Lejos del mundanal ruido

En la oda que lleva el título de este artículo Fray Luis de León invitaba a huir de los placeres terrenales y retirarse a la vida contemplativa lejos de la efímera vida de la corte y bullicio de las ciudades. Lo hacían monjes y monjas que practicaban, a raja tabla, la máxima de San Benito escrita, como epígrafe, en el refectorio o paredes de los monasterios, de ora et labora. Siglos antes el poeta latino Quinto Horacio se inspiró en la campiña que contemplaba en sus viajes desde Roma a Mantua, a través de la Vía Apia, para sus odas Carpe diem y Beatus Ille, por las que fue un adelantado en promover la vida tranquila en los campos lejos de la aglomeración, el ruido, el olor nauseabundo y la suciedad de la Roma de su tiempo. Se podría decir un adelantado ecologista.

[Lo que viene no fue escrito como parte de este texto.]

PR #645, opened 2023-03-06
Add more performance tests for read operations

jotare:
### Description
- Add performance tests for KB and fields read operations
- KB read endpoints use ingest ORM instead of gRPC API

### DIFF
--- a/nucliadb/nucliadb/reader/api/v1/knowledgebox.py
+++ b/nucliadb/nucliadb/reader/api/v1/knowledgebox.py
@@ -20,14 +20,10 @@
 from fastapi import HTTPException
 from fastapi_versioning import version  # type: ignore
 from google.protobuf.json_format import MessageToDict
-from nucliadb_protos.knowledgebox_pb2 import (
-    KnowledgeBox,
-    KnowledgeBoxID,
-    KnowledgeBoxPrefix,
-    KnowledgeBoxResponseStatus,
-)
 from starlette.requests import Request
 
+from nucliadb.ingest.orm.knowledgebox import KnowledgeBox
+from nucliadb.ingest.utils import get_driver
 from nucliadb.reader.api.v1.router import KB_PREFIX, KBS_PREFIX, api
 from nucliadb_models.resource import (
     KnowledgeBoxList,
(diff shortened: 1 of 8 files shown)


nucliadb/nucliadb/reader/api/v1/knowledgebox.py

A primera vista nada de estas bondades de dos poetas, con idearios y fines distintos, de disfrute de la paz y el silencio solo alterado por el canto de los pájaros, las ranas al atardecer y el arado de los campesinos roturando la tierra parece inspirar a políticos de distinto signo y hábitat cuando apuestan e intentan promover porque la gente abandone las ciudades y traslade su residencia habitual a las zonas rurales. Los modernos urbanitas centran sus intereses, gustos, amistades, trabajos y diversiones en la ciudad y afirman que lo de vivir en los campos está para los pájaros. A lo mejor no saben que en la década de los años cincuenta se produjo una verdadera diáspora del campo a la ciudad porque las tierras no daban sino trabajos y que se creó un estereotipo del que se quedó para cultivar papas y millo, recoger fruta del tiempo, ordeñar leche y llevarla a las carreteras como hombre rudo, poco civilizado al que llamaban "maúro" o boyero. Pues bien, a lugares donde se pueden ver centenares de fanegas de tierra, no en barbecho, sino hoy baldías y a las casas solariegas de tejado a dos aguas son a las que, reformadas, intentan gobiernos de diferente signo y nivel hacer que vuelva la gente para convertirlas en formas de vida permanente. Se trata, un poco, de intentar que la gente apueste por aquellas casas o "arrimos" de campo que se han ido abandonando por aquello de que "solo sirven para dar más trabajo a las mujeres" y "ya los hijos son grandes". Para ilustrarlo basten dos ejemplos tan distantes en situación en el mapa y cultura como el Gobierno japonés, que concede 30.000 euros a aquellas familias dispuestas a abandonar las ciudades y trasladarse a vivir a los pueblos. Por su parte el Gobierno de Canarias, preocupado por la alarmante despoblación de pueblos como Artenara, Tejeda o El Tanque, propone dos soluciones, con una intención mucho más pragmática y si se quiere prosaica que las de Fray Luis de León u Horacio: unificar servicios en municipios mancomunados y bonificar con viviendas y subvenciones a las parejas que, con más de dos hijos, estén dispuestas a empadronarse, no solo para votar y pagar menos impuestos, en los pueblos de donde, quizá, procedan sus raíces.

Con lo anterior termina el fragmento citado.